#### [Description of the task]
Among the lines of the material, copy those that hold the string "gracefully".
Data for review below:
PR #698, opened 2026-03-22
feat: replace state.groupMessages.delta listener with useGroupMessages hook

lsm:
Removes the old state.groupMessages.delta event listener and associated
fetch/buffering/dedup/pagination logic from TaskConversationRenderer.
Replaces with useGroupMessages (LiveQuery) which delivers an initial
snapshot plus append-only deltas automatically.

Updates the test file to mock useGroupMessages directly, removing tests
for implementation details (buffering, dedup) that are now covered by
the useGroupMessages hook's own test suite.

### DIFF
--- a/packages/daemon/src/lib/room/runtime/room-runtime.ts
+++ b/packages/daemon/src/lib/room/runtime/room-runtime.ts
@@ -2191,14 +2191,21 @@ export class RoomRuntime {
 			messageType === 'rate_limited' || messageType === 'model_fallback'
 				? JSON.stringify({ ...payload, type: messageType })
 				: (payload?.text ?? kind);
-		this.groupRepo.appendGroupMessage({
-			groupId,
-			sessionId: null,
-			role: 'system',
-			messageType,
-			content,
-			createdAt: now,
-		});
+		try {
+			this.groupRepo.appendGroupMessage({
+				groupId,
+				sessionId: null,
+				role: 'system',
+				messageType,
+				content,
+				createdAt: now,
+			});
+		} catch (err) {
+			log.warn(
+				`appendGroupEvent: failed to persist group message for group ${groupId} (type=${messageType}, secondary write — ignored):`,
+				err
+			);
+		}
 
 		if (this.messageHub) {
 			this.messageHub.event(
--- a/packages/daemon/src/lib/room/runtime/room-runtime.ts
+++ b/packages/daemon/src/lib/room/runtime/room-runtime.ts
@@ -2065,12 +2065,9 @@ export class RoomRuntime {
 	/**
 	 * Set up live message forwarding for a group's worker/leader sessions.
 	 *
-	 * Subscribes to DaemonHub sdk.message events and broadcasts enriched deltas
-	 * on state.groupMessages.delta for TaskConversationRenderer.
-	 *
-	 * IMPORTANT: We intentionally do NOT mirror worker/leader SDK messages into
-	 * any group message table anymore. Task view history is reconstructed from each
-	 * session's sdk_messages stream via task.getGroupMessages.
+	 * Subscribes to DaemonHub sdk.message events, persists each enriched message
+	 * to session_group_messages (for LiveQuery), and broadcasts deltas via
+	 * state.groupMessages.delta for any legacy subscribers still present.
 	 */
 	private setupMirroring(group: SessionGroup): void {
 		if (!this.daemonHub) return;
@@ -2113,20 +2110,33 @@ export class RoomRuntime {
 					const iteration = currentGroup?.feedbackIteration ?? group.feedbackIteration;
 					const turnId = `turn_${group.id}_${iteration}_${shortSessionId}`;
 
-					// Broadcast enriched delta to subscribed frontends.
+					// Persist to session_group_messages and broadcast enriched delta to frontends.
+					const enrichedMessage = {
+						...event.message,
+						_taskMeta: {
+							authorRole: role,
+							authorSessionId: sessionId,
+							turnId,
+							iteration,
+						},
+					};
+					const sdkNow = Date.now();
+					const sdkMsgType =
+						'type' in event.message && typeof event.message.type === 'string'
+							? event.message.type
+							: 'assistant';
+					this.groupRepo.appendGroupMessage({
+						groupId: group.id,
+						sessionId,
+						role,
+						messageType: sdkMsgType,
+						content: JSON.stringify(enrichedMessage),
+						createdAt: sdkNow,
+					});
 					if (this.messageHub) {
-						const enrichedMessage = {
-							...event.message,
-							_taskMeta: {
-								authorRole: role,
-								authorSessionId: sessionId,
-								turnId,
-								iteration,
-							},
-						};
 						this.messageHub.event(
 							'state.groupMessages.delta',
-							{ added: [{ ...enrichedMessage, timestamp: Date.now() }], timestamp: Date.now() },
+							{ added: [{ ...enrichedMessage, timestamp: sdkNow }], timestamp: sdkNow },
 							{ channel: `group:${group.id}` }
 						);
 					}
@@ -2159,20 +2169,38 @@ export class RoomRuntime {
 			kind,
 			payloadJson: payload ? JSON.stringify(payload) : undefined,
 		});
+		const now = Date.now();
+		// Map event kinds to message types for the frontend.
+		// 'leader_summary' is a special case (rendered as a distinct card).
+		// 'rate_limited' and 'model_fallback' get their own type so the frontend
+		// can render them as prominent notifications.
+		const messageType =
+			kind === 'leader_summary'
+				? 'leader_summary'
+				: kind === 'rate_limited'
+					? 'rate_limited'
+					: kind === 'model_fallback'
+						? 'model_fallback'
+						: 'status';
+
+		// Persist to session_group_messages so LiveQuery subscribers receive the event.
+		// For rich event types (rate_limited, model_fallback) store the full payload as
+		// JSON so the frontend can render extra fields (resetsAt, sessionRole, etc.).
+		// For simple status/leader_summary, store just the text.
+		const content =
+			messageType === 'rate_limited' || messageType === 'model_fallback'
+				? JSON.stringify({ ...payload, type: messageType })
+				: (payload?.text ?? kind);
+		this.groupRepo.appendGroupMessage({
+			groupId,
+			sessionId: null,
+			role: 'system',
+			messageType,
+			content,
+			createdAt: now,
+		});
+
 		if (this.messageHub) {
-			const now = Date.now();
-			// Map event kinds to message types for the frontend.
-			// 'leader_summary' is a special case (rendered as a distinct card).
-			// 'rate_limited' and 'model_fallback' get their own type so the frontend
-			// can render them as prominent notifications.
-			const messageType =
-				kind === 'leader_summary'
-					? 'leader_summary'
-					: kind === 'rate_limited'
-						? 'rate_limited'
-						: kind === 'model_fallback'
-							? 'model_fallback'
-							: 'status';
 			this.messageHub.event(
 				'state.groupMessages.delta',
 				{
@@ -2181,6 +2209,7 @@ export class RoomRuntime {
 							type: messageType,
 							text: payload?.text ?? kind,
 							timestamp: now,
+							...(payload ?? {}),
 						},
 					],
 					timestamp: now,
--- a/packages/daemon/src/lib/room/state/session-group-repository.ts
+++ b/packages/daemon/src/lib/room/state/session-group-repository.ts
@@ -837,6 +837,37 @@ export class SessionGroupRepository {
 		});
 	}
 
+	// ===== session_group_messages (LiveQuery message streaming) =====
+
+	/**
+	 * Insert a row into session_group_messages and notify LiveQuery subscribers.
+	 * Called from both setupMirroring (SDK messages) and appendGroupEvent (status/event messages).
+	 */
+	appendGroupMessage(params: {
+		groupId: string;
+		sessionId?: string | null;
+		role: string;
+		messageType: string;
+		content: string;
+		createdAt: number;
+	}): number {
+		const result = this.db
+			.prepare(
+				`INSERT INTO session_group_messages (group_id, session_id, role, message_type, content, created_at)
+			 VALUES (?, ?, ?, ?, ?, ?)`
+			)
+			.run(
+				params.groupId,
+				params.sessionId ?? null,
+				params.role,
+				params.messageType,
+				params.content,
+				params.createdAt
+			);
+		this.reactiveDb.notifyChange('session_group_messages');
+		return Number(result.lastInsertRowid);
+	}
+
 	// ===== Group events (status/system timeline, no mirrored SDK chat) =====
 
 	appendEvent(params: { groupId: string; kind: string; payloadJson?: string }): number {
--- a/packages/daemon/tests/unit/room/room-agent-tools.test.ts
+++ b/packages/daemon/tests/unit/room/room-agent-tools.test.ts
@@ -105,6 +105,15 @@ describe('Room Agent Tools', () => {
 				payload_json TEXT,
 				created_at INTEGER NOT NULL
 			);
+			CREATE TABLE session_group_messages (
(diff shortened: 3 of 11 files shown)


lsm (commented):

**Recommendation: APPROVE**

Clean refactor that replaces ~300 lines of manual fetch/buffer/dedup/pagination logic with a single `useGroupMessages(groupId)` hook call. The implementation is correct and well-structured.

### What looks good

- **Complete removal of old patterns**: No remaining references to `state.groupMessages.delta` or `task.getGroupMessages` anywhere in the web package.
- **Correct hook integration**: `useGroupMessages` returns `{ messages, isLoading }` and the component handles both states (loading spinner, empty state, message list) properly.
- **Test coverage**: Tests cover loading state, empty state, message count callback, status message rendering, question state isolation between leader/worker sessions, and backward compatibility without optional props. The removed tests (buffering, dedup, pagination) are correctly identified as implementation details now owned by the `useGroupMessages` hook's own test suite.
- **`useMemo` on parse**: `rawMessages.map(parseGroupMessage).filter(...)` is wrapped in `useMemo` keyed on `rawMessages`, avoiding unnecessary re-parsing on unrelated re-renders.

### Minor observations (P3)

1. **Redundant local `GroupMessage` interface** (`TaskConversationRenderer.tsx` lines 39-47): This interface is structurally identical to `SessionGroupMessage` exported from `useGroupMessages.ts`. The component already imports `useGroupMessages` — it could import and reuse `SessionGroupMessage` instead of maintaining a duplicate type definition. Not a bug due to structural typing, just unnecessary duplication.

2. **Test mock ignores `groupId`** (test file line 55): The `useGroupMessages` mock returns the same data regardless of what `groupId` is passed. This is fine for the current single-group test scenarios but means tests wouldn't catch a bug where the component passes the wrong groupId. Acceptable tradeoff for unit tests.

Overall this is a solid simplification. No correctness issues found.

lsm (commented):

> **Recommendation: REQUEST_CHANGES**

### Summary

The PR correctly replaces all old buffering/dedup/pagination state machinery with a clean `useGroupMessages` hook call. The component reduction (~300 lines) is clean and the test rewrite is well-structured. However, there is one P0 issue that blocks shipping and two secondary issues worth noting.

---

### P0 — The `session_group_messages` table has no writer: the component will always show "Waiting for agent activity"

The `useGroupMessages` hook subscribes to `liveQuery.subscribe` with `queryName: 'sessionGroupMessages.byGroup'`, which queries the `session_group_messages` DB table. **No code in the daemon currently writes to this table.** The schema comment itself says:

> `packages/daemon/src/storage/schema/index.ts:308`: *"Populated by the LiveQuery message streaming path (Milestone 4)."*

The `live-query-handlers.ts` comment on line 157 repeats this:

> `packages/daemon/src/lib/rpc-handlers/live-query-handlers.ts:157`: *"session_group_messages is an append-only table populated in Milestone 4."*

The backend still emits all messages via `state.groupMessages.delta` WebSocket events (in `room-runtime.ts` at lines 2127–2131 and 2176–2188), and the `appendGroupEvent` function writes only to `task_group_events`, **not** `session_group_messages`. Because the table is always empty, the LiveQuery snapshot will always return zero rows. The frontend will fall through to the "Waiting for agent activity…" empty state for every task conversation — all live messages will be silently dropped.

The fix requires either:
1. Keeping the old `state.groupMessages.delta` listener in parallel until Milestone 4 lands the write path, or
2. Landing the `session_group_messages` INSERT path in this PR alongside the frontend change.

As written, this PR removes the only working message display path without replacing it.

---

### P1 — Removed "Load older messages" without a replacement

The old component had a paginated history viewer ("Load older messages" button, backed by `task.getGroupMessages` with cursor pagination). That feature is entirely removed by this PR. The server-side `task.getGroupMessages` RPC still exists and still works. If a task group has more than the initial page worth of messages, users can no longer scroll back through history. This is a user-visible regression unless Milestone 4's LiveQuery path guarantees full history in the snapshot (the SQL query has no LIMIT clause, which could be a performance concern for long-running tasks).

---

### P2 — `GroupMessage` interface is now a duplicate of the exported `SessionGroupMessage`

`packages/web/src/components/room/TaskConversationRenderer.tsx` lines 39–47 still define a local `GroupMessage` interface with an identical shape to the `SessionGroupMessage` exported from `useGroupMessages.ts`. The `parseGroupMessage` function takes a `GroupMessage` parameter, and the call site passes `SessionGroupMessage[]\ — TypeScript accepts this via structural typing, but the local interface is now redundant. It should be removed and `parseGroupMessage` should accept `SessionGroupMessage` directly to eliminate the duplicate definition.

---

### P3 — Dead mock infrastructure in the test file

`packages/web/src/components/room/TaskConversationRenderer.test.tsx` lines 26–36 define `sessionStateHandlers`, `mockOnEvent`, `mockJoinRoom`, and `mockLeaveRoom` with elaborate state — but `mockOnEvent` and the join/leave mocks are now only needed for the `useSessionQuestionState` hook (which does the join/leave for session channels), not for message loading. The `mockOnEvent` handler that previously captured `state.groupMessages.delta` is now empty except for `state.session` events. The mock is fine as-is, but the comment on line 25 ("state.session handlers keyed by the channel...") is accurate and worth keeping. Low-priority cleanup.

lsm (commented):

**Recommendation: APPROVE**

This is a re-review after the P0 (missing write path) and P2 (duplicate `GroupMessage` type) from the previous review were addressed. Both issues are now resolved. The implementation is correct and well-integrated.

### What was fixed since last review

1. **P0 resolved**: `SessionGroupRepository.appendGroupMessage()` now writes to `session_group_messages` in both `setupMirroring` (SDK messages) and `appendGroupEvent` (status/event messages). The LiveQuery path is now fully functional end-to-end.

2. **P2 resolved**: The duplicate local `GroupMessage` interface was removed. `parseGroupMessage` now accepts `SessionGroupMessage` directly from the `useGroupMessages` hook.

3. **Test schemas updated**: All 6 test files with inline DB schemas now include the `session_group_messages` table definition, matching the production schema exactly.

4. **New unit tests**: `appendGroupMessage` has 3 targeted tests covering: insert + autoincrement ID, column verification via raw SELECT, null sessionId for system events, and ReactiveDatabase notification for LiveQuery.

### What looks good

- The `enrichedMessage` object is constructed once and reused for both the DB insert (serialized as `content`) and the legacy WebSocket broadcast, avoiding redundant work.
- `parseGroupMessage` handles `rate_limited` and `model_fallback` gracefully: tries JSON parse, falls back to plain text on failure. This is defensive and correct.
- The `messageType` mapping in `appendGroupEvent` correctly categorizes `leader_summary`, `rate_limited`, `model_fallback` as distinct types and falls back to `status` for everything else.
- Legacy `state.groupMessages.delta` broadcast is retained alongside the new DB write for backward compatibility, with a clear comment explaining its presence.

### P2 — No error handling around `appendGroupMessage` in `setupMirroring` event callback

`packages/daemon/src/lib/room/runtime/room-runtime.ts` line 2128: The `appendGroupMessage` call inside the `sdk.message` event handler has no try/catch. If the group is deleted while messages are still flowing (e.g., during cleanup races), the foreign key constraint on `group_id` will throw a synchronous SQLite error, which would propagate up into the DaemonHub event dispatch and could crash the event loop or suppress subsequent event handlers for the same event.

I note this is consistent with the existing `appendEvent` pattern (line 2167), so it is a pre-existing concern rather than a regression introduced by this PR. Still worth noting for a follow-up.

### P3 — Minor redundancy in rate_limited/model_fallback content serialization

In `appendGroupEvent` (line 2191), the content for rich event types is `JSON.stringify({ ...payload, type: messageType })`. Then in `parseGroupMessage` on the frontend (lines 103-106), the parsed JSON is spread and `type` is explicitly set again. This is harmless (the explicit `type` wins over the spread) but slightly redundant — the `type` inside the stored JSON is never actually needed since `messageType` on the DB row already carries this information.

lsm (commented):

**Recommendation: REQUEST_CHANGES** (I'm the PR author so posting as COMMENT)

This is a solid implementation. The backend write path is correctly wired, the migration is idempotent, the test additions are targeted and meaningful, and the frontend cleanup is clean. A few issues deserve attention before merging.

---

### P1 — No migration test for Migration 41

Every other significant migration (28, 29, 30, 33, 34, 35-36, 38, 40) has a corresponding test file in `packages/daemon/tests/unit/storage/migrations/`. Migration 41 recreates the `session_group_messages` table for existing databases — this is the most consequential part of this PR for production deployments — but has no test.

The migration has an `IF NOT EXISTS` guard and an existence check, but the guard means the behavior is different for fresh vs existing DBs. A test should verify:
- Running migrations on a DB that already has the table is a no-op (idempotency)
- Running migrations on a DB that does NOT have the table creates it with correct schema
- The index `idx_sgm_group` is created

File to add: `packages/daemon/tests/unit/storage/migrations/migration-41_test.ts`

---

### P1 — `appendGroupEvent` now issues two writes unconditionally, with no error isolation

In `room-runtime.ts` (line 2167-2201), `appendGroupEvent` calls both `groupRepo.appendEvent()` (to `task_group_events`) and `groupRepo.appendGroupMessage()` (to `session_group_messages`). If the second write fails (e.g., the group was already deleted and the FK cascade removed the row), the exception will propagate upward and abort the calling code — potentially corrupting the leader state machine mid-tick.

The original `appendEvent` write was always non-fatal at the tick level, but `appendGroupMessage` is new. Consider whether a failure in `appendGroupMessage` should be allowed to propagate or whether it should be caught-and-logged, since it is a secondary write (the primary event is in `task_group_events`).

---

### P2 — `session.get` called with `undefined` when session props are omitted

In `TaskConversationRenderer.tsx` (lines 180-181), `request('session.get', { sessionId: undefined })` is called whenever `leaderSessionId` or `workerSessionId` is not provided. This was pre-existing code, but the PR refactored enough of the file that it is worth noting. Each mount of the component without session props will fire two RPC calls that will return nothing useful and the error is silently swallowed. The `useEffect` should guard with `if (!leaderSessionId && !workerSessionId) return` before the fetch.

---

### P2 — Double-write in `setupMirroring`: `Date.now()` called once but `createdAt` and broadcast timestamp can still diverge

In `room-runtime.ts` (lines 2123-2142), `sdkNow` is assigned via `Date.now()` and used for both `appendGroupMessage({ createdAt: sdkNow })` and the broadcast `{ ..., timestamp: sdkNow }`. This is an improvement over the old code. However, the `content` stored in `session_group_messages` is `JSON.stringify(enrichedMessage)` (which has no `timestamp` field), while the WebSocket broadcast adds `timestamp: sdkNow`. This asymmetry is fine architecturally since LiveQuery delivers the DB row directly, but the comment at line 2113 could note this explicitly so future maintainers don't add a timestamp to the persisted content.

---

### P3 — Stale comment describing `state.groupMessages.delta` as 'legacy'

Lines 2069-2070 in `room-runtime.ts` now say:

> broadcasts deltas via state.groupMessages.delta for any legacy subscribers still present

Since `TaskConversationRenderer` no longer subscribes, clarify whether any other subscriber exists. If none, the WebSocket broadcast in `setupMirroring` and `appendGroupEvent` is dead code and can be removed in a follow-up.

---

- `appendGroupMessage` correctly calls `reactiveDb.notifyChange('session_group_messages')` so LiveQuery subscribers are triggered synchronously.
- The unit tests for `appendGroupMessage` cover insert, retrieval, null sessionId, and LiveQuery notification — all the right cases.
- The test schema additions across all affected test files are consistent and match the production schema exactly.
- `parseGroupMessage` in `TaskConversationRenderer` handles JSON parse failures gracefully (returns `null`, filtered by the `useMemo`).
- The `leader_summary` content path: `appendGroupEvent` stores `payload?.text ?? kind` which for `leader_summary` is the `[Turn Summary] ...` text, and the frontend correctly strips the prefix. Consistent end-to-end.
- Test file slimming is appropriate — buffering/dedup tests correctly belong in the `useGroupMessages` hook's own test suite, and the new component tests accurately reflect the simplified contract.

lsm (commented):

**Recommendation: APPROVE**

This is round 3 re-review. All three items from the previous REQUEST_CHANGES review have been addressed correctly.

### Fixes verified

1. **P1 — Migration 41 test** (`packages/daemon/tests/unit/storage/migrations/migration-41_test.ts`): 8 tests covering fresh DB (table exists, correct columns, defaults for `role` and `message_type`, index), idempotency (run twice without error), and existing DB without the table (migration creates it with correct schema). The tests use raw `BunDatabase` and `PRAGMA table_info` for schema verification, which is the right approach — no runtime coupling. Clean setup/teardown with temp directories.

2. **P1 — Error isolation in `appendGroupEvent`** (`packages/daemon/src/lib/room/runtime/room-runtime.ts` lines 2194-2208): The `appendGroupMessage` call is now wrapped in try-catch with a `log.warn`. This correctly isolates the secondary write (to `session_group_messages`) from the primary event write (to `task_group_events`), so FK constraint failures during cleanup races won't propagate and crash the leader state machine.

3. **P2 — Guard for undefined session IDs** (`packages/web/src/components/room/TaskConversationRenderer.tsx` lines 176-186): Early return when both `leaderSessionId` and `workerSessionId` are undefined, plus conditional `Promise.resolve({ session: null })` for each individually undefined ID. This eliminates the spurious `session.get` RPC calls with `undefined` sessionId.

### Remaining observation (P3)

The `appendGroupMessage` call in `setupMirroring` (line 2128) still lacks error isolation — unlike the one in `appendGroupEvent` that was just wrapped. This was flagged in the round 2 review as a pre-existing concern (consistent with the `appendEvent` pattern) rather than a regression, and remains unchanged. If a group is deleted while SDK messages are still flowing, the FK constraint failure will propagate into the DaemonHub event handler. This is acceptable as a follow-up item since the cleanup sequence normally unsubscribes mirroring before deleting the group.

lsm (commented):

**Recommendation: APPROVE**

Round 3 re-review. All three items from the previous REQUEST_CHANGES are addressed correctly. No new issues introduced.

---

### P1 — Migration-41 test: RESOLVED

`packages/daemon/tests/unit/storage/migrations/migration-41_test.ts` is added with 8 tests covering:
- Fresh DB: table exists, all columns present, role defaults to 'system', message_type defaults to 'status', idx_sgm_group index exists
- Idempotency: running migrations twice does not error
- Pre-migration-41 DB: table is created with correct schema, index is created

The test structure correctly uses a real on-disk BunDatabase (not in-memory) with the full `runMigrations` + `createTables` chain, matching the production initialization order. The pre-migration-41 test setup creates only the `session_groups` dependency table to simulate the targeted upgrade scenario. This is the right approach.

---

### P1 — try-catch in appendGroupEvent: RESOLVED

`packages/daemon/src/lib/room/runtime/room-runtime.ts` lines 2194-2208 now wrap the `appendGroupMessage` call in `appendGroupEvent` with a try-catch that logs a warning and continues. The primary `appendEvent` write to `task_group_events` is unaffected, and the WebSocket broadcast path is also outside the try block and will still fire. This correctly treats the LiveQuery write as a secondary concern that should not disrupt the leader state machine.

The `appendGroupMessage` call in `setupMirroring` (line 2128) has no try-catch, which is consistent with the pre-existing `appendEvent` call pattern there. Since the previous review noted this is a pre-existing concern rather than a regression, not holding this PR for it.

---

### P2 — session.get undefined guard: RESOLVED

`packages/web/src/components/room/TaskConversationRenderer.tsx` line 176 now has `if (!leaderSessionId && !workerSessionId) return;` as an early exit. Each individual call site (lines 181-186) also conditionally short-circuits to `Promise.resolve({ session: null })` when the respective ID is absent, so neither undefined session ID can reach the RPC.

---

### Remaining P3 observations (no action required)

- The `state.groupMessages.delta` WebSocket broadcast in `setupMirroring` and `appendGroupEvent` is now effectively dead code since `TaskConversationRenderer` no longer listens for it. The comment on line 2070 says 'for any legacy subscribers still present' — if no other subscriber exists in the web package (confirmed: grep finds zero references in `packages/web/src`), this broadcast is unused bandwidth. Clean-up can be deferred to a follow-up.
- The test for 'notifies reactiveDb so LiveQuery subscribers are triggered' (`session-group-repository.test.ts` line 334) allocates a new `ReactiveDatabase` instance wrapping the same underlying `db`. This pattern is fine and the test is correct.

---

### Verdict

All requested changes are implemented correctly. The migration test covers the right scenarios, the error isolation is properly scoped to the secondary write, and the undefined guard eliminates the wasted RPC calls. Clean to merge.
End of Data for review.
#### [Solution for this task]
- `parseGroupMessage` handles `rate_limited` and `model_fallback` gracefully: tries JSON parse, falls back to plain text on failure. This is defensive and correct.
- `parseGroupMessage` in `TaskConversationRenderer` handles JSON parse failures gracefully (returns `null`, filtered by the `useMemo`).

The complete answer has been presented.